Tandem mass tag proteomics

Each protein sample (400 µg) was reduced with 5 mM dithiothreitol (DTT) for 25 min at 56 °C, alkylated with 10 mM iodoacetamide for 30 min at room temperature in the dark and then quenched with 7.5 M DTT. Samples were digested using the SP3 on-bead methodology39 with the variation that 50 mM HEPES (pH 8.5) was used in place of ammonium bicarbonate. In brief, proteins were bound to the SP3 beads (10:1 beads to protein (wt/wt) ratio) in 50% (vol/vol) ethanol and then washed three times in 80% ethanol, before resuspension in 50 mM HEPES (pH 8.5) with 1:40 (wt/wt) trypsin:protein overnight at 37 °C. The digested samples were arranged in sets of 16 and labelled using the TMTpro 16plex Isobaric Label Reagent Set (Thermo Fisher) according to the manufacturer’s instructions. Following labelling and mixing, multiplexed samples were desalted using a C18 SepPak column. Phosphopeptide enrichment was performed by sequential enrichment from metal oxide affinity chromatography (SMOAC, Thermo Fisher) with initial enrichment using the HighSelect TiO2 Phosphopeptide Enrichment kit followed by the HighSelect Fe-NTA Phosphopeptide Enrichment kit (both from Thermo Scientific) for the non-bound flow-through fractions. Phosphopeptides and non-bound flow-through fractions were desalted and fractionated using the High-pH Reversed-Phase Peptide Fractionation kit (Pierce) and analysed on an Orbitrap Fusion Lumos mass spectrometer (Thermo Fisher) coupled to an UltiMate 3000 HPLC system for online liquid chromatography separation. Each run consisted of a 3-h gradient elution from a 75 μm × 50 cm C18 column.

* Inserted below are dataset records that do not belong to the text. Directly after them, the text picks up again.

PR #983, opened 2019-07-30
Shift the metrics collection rate from every 10 to 20 seconds

guscarreon:
Shift the metrics collection rate from one datapoint every 10 seconds to one every 20. Also update the graphana queries to keep the graphs reasonable


pbsmetrics/prometheus/prometheus.go
```diff
@@ -56,7 +56,7 @@ const (
 func NewMetrics(cfg config.PrometheusMetrics) *Metrics {
 	// define the buckets for timers
 	timerBuckets := prometheus.LinearBuckets(0.05, 0.05, 20)
-	timerBuckets = append(timerBuckets, []float64{1.5, 2.0, 3.0, 5.0, 10.0, 50.0}...)
+	timerBuckets = append(timerBuckets, []float64{1.5, 2.0, 3.0, 5.0, 20.0, 50.0}...)
```
hhhjort: Why was this changed?

guscarreon: My bad, let me rollback this one.

Issue #1876, opened 2021-06-03
Remove lifestreet adapter


bretg:
We received notification from the lifestreet team that they no longer wish to support their PBS adapter.

We have email from Yulia and Michael at lifestreet, but adding the GitHub handle to make sure everyone knows we're going to remove the adapter 

^^ @Lifestreet

SyntaxNode:
I appreciate the confirmation, but am sad to see them leave. I'm targeting removal in PBS-Go 0.163.0.

SyntaxNode:
Removed in PBS-Go 0.163.0.

bretg:
Removed with PBS-Java 1.68

PR #1883, opened 2021-06-09
Remove LifeStreet + Legacy Cleanup

SyntaxNode:
Implements https://github.com/prebid/prebid-server/issues/1876.

LifeStreet was the last bidder which exclusively used the legacy model. The code to map a legacy model adapter to an OpenRTB model adapter is no longer required and is remove with this PR.


hhhjort (approved):
LGTM

exchange/adapter_util.go
```diff
@@ -127,7 +77,9 @@ func GetActiveBidders(infos config.BidderInfos) map[string]openrtb_ext.BidderNam
 
 // GetDisabledBiddersErrorMessages returns a map of error messages for disabled bidders.
 func GetDisabledBiddersErrorMessages(infos config.BidderInfos) map[string]string {
-	disabledBidders := make(map[string]string)
+	disabledBidders := map[string]string{
```
mansinahar, line 80: From what I understand, Lifestreet being an exclusive legacy adapter was only supported on the `/auction` endpoint, correct? If that is the case, then do we need to add it in the `disabledAdapters` map here? Because this map is only used by openrtb2 endpoints and they never supported `lifestreet` to start with

hhhjort: All legacy adapters had a wrapper that would allow them to be used with the openrtb2 endpoint. So yes we do.

mansinahar (approved):

PR #1885, opened 2021-06-09
Sovrn fix for issue #1787

rachelrj:
Support floors as required by prebid server. If both custom floor param and impression floor param exist, use impression floor param. Continue to support custom floor param.


rachelrj:
I closed because I am having a difficult time with the git history. I opened new PR using my personal fork.

Issue #1075, opened 2019-10-16
Echo SR video attributes in OpenRTB response


bszekely1:
## Type of issue

Intent to implement

## Description

Prebid Mobile (SDK) is adding video support that includes rendering video using the devices player. Several video specific fields can be set in the Stored Request DB that the device player would not have context to at time of render. The requester (in this case Prebid SDK) can send a signal to Prebid Server, which Stored Request object it expects PBS to respond with in an extension object. 

## Goals

- Supply Prebid Server a signal to respond with specific Stored Request attributes in it's Bid Response

## Proposed Design

Copy all the stored requests attributes for that impression into an extension object called "storedRequestAttributes".

### Prebid Server OpenRTB Changes
The requester will signal to Prebid Server which stored request object it would like to echo back in the Bid Response.

SDK will not expose any features to the publisher facing API. All requesting objects to Prebid Server will be generated from the Prebid SDK itself.

OpenRTB request to Prebid Server
```
{
   ... 
    
    "imp": [
        {
            "banner": {
                "format": [
                    {
                        "h": 250, 
                        "w": 300
                    }
                ]
            }, 
            "ext": {
                "prebid": {
                    "storedrequest": {
                        "id": "xxx"
                    },
                    "options": {
                        "echovideoattrs": true
                    } 
                }
            }, 
            "id": "PrebidMobile", 
            "secure": 1
        }
    ]
    ...
}
```

Proposed OpenRTB response
```
{
    "seatbid": [
        {
            "bid": [
                {
                   ...
                    "ext": {
                        "prebid": {
                            "type": "video",
                            ...
                            },
                            "storedrequestattributes":{
                                "maxduration": 60, 
                                "mimes": [
                                    "video/mp4"
                                ], 
                                "minduration": 15, 
                                "protocols": [
                                    1, 
                                    2
                                ], 
                                "skipafter": 0, 
                                "skipmin": 0, 
                                "startdelay": 0,
                                "playbackmethod": [1]
                            }
                        },
                        "bidder": {
                            "prebid": {
                                "type": "video"
                            }
                        }
                    }
                }
            ]
        }
    ],
..
}
```

### Prebid SDK Changes
Prebid SDK will be responsible for reading any or all attributes. 

### Prebid Server Changes

Prebid Server will be required to parse the Stored Request object to look for video attributes. If one or more attributes are present, echo in OpenRTB extension object in the response. Otherwise, do not include the "storedRequestAttributes" object.

[...]

PR #1889, opened 2021-06-15
Mirror stored imp data to bid response

VeronikaSolovei9:
Implements https://github.com/prebid/prebid-server/issues/1075

### DIFF
--- a/endpoints/openrtb2/auction.go
+++ b/endpoints/openrtb2/auction.go
@@ -1396,6 +1396,10 @@ func (deps *endpointDeps) processStoredRequests(ctx context.Context, requestJson
 		}
 		imps[idIndices[i]] = resolvedImp
 
+		// This is substantially faster for reading values from a json blob than the Go json package,
+		// but keep in mind that each jsonparser.GetXXX call re-parses the entire json.
+		// Based on performance measurements, the tipping point of efficiency is around 4 calls.
+		// At that point, please consider switching to EachKey to use a single pass.
 		includeVideoAttributes, err := jsonparser.GetBoolean(resolvedImp, "ext", "prebid", "options", "echovideoattrs")
 		if err != nil && err != jsonparser.KeyPathNotFoundError {
 			return nil, nil, []error{err}
--- a/endpoints/openrtb2/auction.go
+++ b/endpoints/openrtb2/auction.go
@@ -1378,7 +1378,7 @@ func (deps *endpointDeps) processStoredRequests(ctx context.Context, requestJson
 	// Apply any Stored Imps, if they exist. Since the JSON Merge Patch overrides arrays,
 	// and Prebid Server defers to the HTTP Request to resolve conflicts, it's safe to
 	// assume that the request.imp data did not change when applying the Stored BidRequest.
-	impToStoredReq := make(map[string][]byte)
+	impToStoredVideoReq := make(map[string][]byte)
 	for i := 0; i < len(impIds); i++ {
 		resolvedImp, err := jsonpatch.MergePatch(storedImps[impIds[i]], imps[idIndices[i]])
 
@@ -1392,7 +1392,7 @@ func (deps *endpointDeps) processStoredRequests(ctx context.Context, requestJson
 					err = fmt.Errorf("imp.ext.prebid.storedrequest.id %s: Stored Imp has Invalid JSON: %s", impIds[i], Err)
 				}
 			}
-			return nil, impToStoredReq, []error{err}
+			return nil, impToStoredVideoReq, []error{err}
 		}
 		imps[idIndices[i]] = resolvedImp
 
@@ -1416,7 +1416,7 @@ func (deps *endpointDeps) processStoredRequests(ctx context.Context, requestJson
 				//extract video attributes only
 				videoData, _, _, err := jsonparser.Get(storedImps[impIds[i]], "video")
 				if err == nil {
-					impToStoredReq[impId] = videoData
+					impToStoredVideoReq[impId] = videoData
 				}
 			}
 		}
@@ -1433,7 +1433,7 @@ func (deps *endpointDeps) processStoredRequests(ctx context.Context, requestJson
 		}
 	}
 
-	return resolvedRequest, impToStoredReq, nil
+	return resolvedRequest, impToStoredVideoReq, nil
 }
 
 // parseImpInfo parses the request JSON and returns several things about the Imps
--- a/endpoints/openrtb2/auction.go
+++ b/endpoints/openrtb2/auction.go
@@ -1378,7 +1378,7 @@ func (deps *endpointDeps) processStoredRequests(ctx context.Context, requestJson
 	// Apply any Stored Imps, if they exist. Since the JSON Merge Patch overrides arrays,
 	// and Prebid Server defers to the HTTP Request to resolve conflicts, it's safe to
 	// assume that the request.imp data did not change when applying the Stored BidRequest.
-	impToStoredVideoReq := make(map[string][]byte)
+	impToStoredReq := make(map[string][]byte)
 	for i := 0; i < len(impIds); i++ {
 		resolvedImp, err := jsonpatch.MergePatch(storedImps[impIds[i]], imps[idIndices[i]])
 
@@ -1392,10 +1392,14 @@ func (deps *endpointDeps) processStoredRequests(ctx context.Context, requestJson
 					err = fmt.Errorf("imp.ext.prebid.storedrequest.id %s: Stored Imp has Invalid JSON: %s", impIds[i], Err)
 				}
 			}
-			return nil, impToStoredVideoReq, []error{err}
+			return nil, nil, []error{err}
 		}
 		imps[idIndices[i]] = resolvedImp
 
+		impId, err := jsonparser.GetString(resolvedImp, "id")
+		if err != nil {
+			return nil, nil, []error{err}
+		}
 		// This is substantially faster for reading values from a json blob than the Go json package,
 		// but keep in mind that each jsonparser.GetXXX call re-parses the entire json.
 		// Based on performance measurements, the tipping point of efficiency is around 4 calls.
@@ -1404,27 +1408,9 @@ func (deps *endpointDeps) processStoredRequests(ctx context.Context, requestJson
 		if err != nil && err != jsonparser.KeyPathNotFoundError {
 			return nil, nil, []error{err}
 		}
-
 		if includeVideoAttributes {
-			//determine if this is video impression
-			_, _, videoOffset, err := jsonparser.Get(resolvedImp, "video")
-			if err != nil && err != jsonparser.KeyPathNotFoundError {
-				return nil, nil, []error{err}
-			}
-
-			if videoOffset != -1 {
-				impId, err := jsonparser.GetString(resolvedImp, "id")
-				if err != nil {
-					return nil, nil, []error{err}
-				}
-				//extract video attributes only
-				videoData, _, _, err := jsonparser.Get(storedImps[impIds[i]], "video")
-				if err == nil {
-					impToStoredVideoReq[impId] = videoData
-				}
-			}
+			impToStoredReq[impId] = storedImps[impIds[i]]
 		}
-
 	}
 	if len(impIds) > 0 {
 		newImpJson, err := json.Marshal(imps)
@@ -1437,7 +1423,7 @@ func (deps *endpointDeps) processStoredRequests(ctx context.Context, requestJson
 		}
 	}
 
-	return resolvedRequest, impToStoredVideoReq, nil
+	return resolvedRequest, impToStoredReq, nil
 }
 
 // parseImpInfo parses the request JSON and returns several things about the Imps
--- a/endpoints/openrtb2/auction.go
+++ b/endpoints/openrtb2/auction.go
@@ -1397,10 +1397,8 @@ func (deps *endpointDeps) processStoredRequests(ctx context.Context, requestJson
 		imps[idIndices[i]] = resolvedImp
 
 		includeStoredImps, err := jsonparser.GetBoolean(resolvedImp, "ext", "prebid", "options", "echovideoattrs")
-		if err == jsonparser.KeyPathNotFoundError {
-			err = nil
-		}
-		if err != nil {
+
+		if err != nil && err != jsonparser.KeyPathNotFoundError {
 			return nil, nil, []error{err}
 		}
 		if includeStoredImps {
--- a/endpoints/openrtb2/auction.go
+++ b/endpoints/openrtb2/auction.go
@@ -1379,6 +1379,8 @@ func (deps *endpointDeps) processStoredRequests(ctx context.Context, requestJson
 	// assume that the request.imp data did not change when applying the Stored BidRequest.
 	for i := 0; i < len(impIds); i++ {
 		resolvedImp, err := jsonpatch.MergePatch(storedImps[impIds[i]], imps[idIndices[i]])
+		//writing stored imp data back to imp.ext
+		resolvedImp, err = jsonparser.Set(resolvedImp, storedImps[impIds[i]], "ext", "prebid", exchange.StoredRequestAttributes)
 		if err != nil {
 			hasErr, Err := getJsonSyntaxError(imps[idIndices[i]])
 			if hasErr {
--- a/endpoints/openrtb2/auction.go
+++ b/endpoints/openrtb2/auction.go
@@ -1382,9 +1382,6 @@ func (deps *endpointDeps) processStoredRequests(ctx context.Context, requestJson
 	for i := 0; i < len(impIds); i++ {
 		resolvedImp, err := jsonpatch.MergePatch(storedImps[impIds[i]], imps[idIndices[i]])
 
-		impId, err := jsonparser.GetString(resolvedImp, "id")
-		impToStoredReq[impId] = storedImps[impIds[i]]
-
 		if err != nil {
 			hasErr, Err := getJsonSyntaxError(imps[idIndices[i]])
 			if hasErr {
@@ -1398,6 +1395,21 @@ func (deps *endpointDeps) processStoredRequests(ctx context.Context, requestJson
 			return nil, impToStoredReq, []error{err}
 		}
 		imps[idIndices[i]] = resolvedImp
+
+		includeStoredImps, err := jsonparser.GetBoolean(resolvedImp, "ext", "prebid", "options", "echovideoattrs")
+		if err == jsonparser.KeyPathNotFoundError {
+			err = nil
+		}
+		if err != nil {
+			return nil, nil, []error{err}
+		}
+		if includeStoredImps {
+			impId, err := jsonparser.GetString(resolvedImp, "id")
+			if err != nil {
+				return nil, nil, []error{err}
+			}
+			impToStoredReq[impId] = storedImps[impIds[i]]
+		}
 	}
 	if len(impIds) > 0 {
 		newImpJson, err := json.Marshal(imps)
--- a/endpoints/openrtb2/auction.go
+++ b/endpoints/openrtb2/auction.go
@@ -1378,7 +1378,7 @@ func (deps *endpointDeps) processStoredRequests(ctx context.Context, requestJson
 	// Apply any Stored Imps, if they exist. Since the JSON Merge Patch overrides arrays,
 	// and Prebid Server defers to the HTTP Request to resolve conflicts, it's safe to
 	// assume that the request.imp data did not change when applying the Stored BidRequest.
-	impExtInfoMap := make(map[string]exchange.ImpExtInfo)
+	impExtInfoMap := make(map[string]exchange.ImpExtInfo, len(impIds))
 	for i := 0; i < len(impIds); i++ {
 		resolvedImp, err := jsonpatch.MergePatch(storedImps[impIds[i]], imps[idIndices[i]])
 
@@ -1409,7 +1409,7 @@ func (deps *endpointDeps) processStoredRequests(ctx context.Context, requestJson
 			return nil, nil, []error{err}
 		}
 		if storedImps[impIds[i]] != nil {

Mass spectrometry data analysis

MaxQuant (version 1.6.14.0) was used for all data processing. The data were searched against a PomBase40-extracted S. pombe proteome FASTA file, amended to include common contaminants. Default MaxQuant parameters were used with the following adjustments: phospho(STY) was added as a variable modification (for phosphopeptide-enriched samples), and MaxQuant output files were imported into Perseus (version 1.6.4.7) for further data analysis. The same phosphosite with a different phosphorylation multiplicity was considered to be a separate phosphorylation event. Known CDK sites were excluded if they displayed consistent aberrant phosphorylation behaviour following induction of cyclin–CDK expression. This led to ~9% data loss. Before data representation, up to a single aberrant point per phosphosite was removed for each trace. No individual points were removed for hierarchical clustering. For generation of heatmaps, clustering was conducted using the L1 distance with initial k-means clustering (Perseus 1.6.4.7).

Data representation

All statistical tests were conducted using GraphPad Prism 7 or Prism 8. The central point of all data points gives the mean value, with whiskers delimiting either the 95% confidence interval (for phosphoproteomic data) or s.d. for all other data unless otherwise specified. Where error bars are not present, they are smaller than the size of the data point.

Reporting summary

Further information on research design is available in the Nature Research Reporting Summary linked to this paper.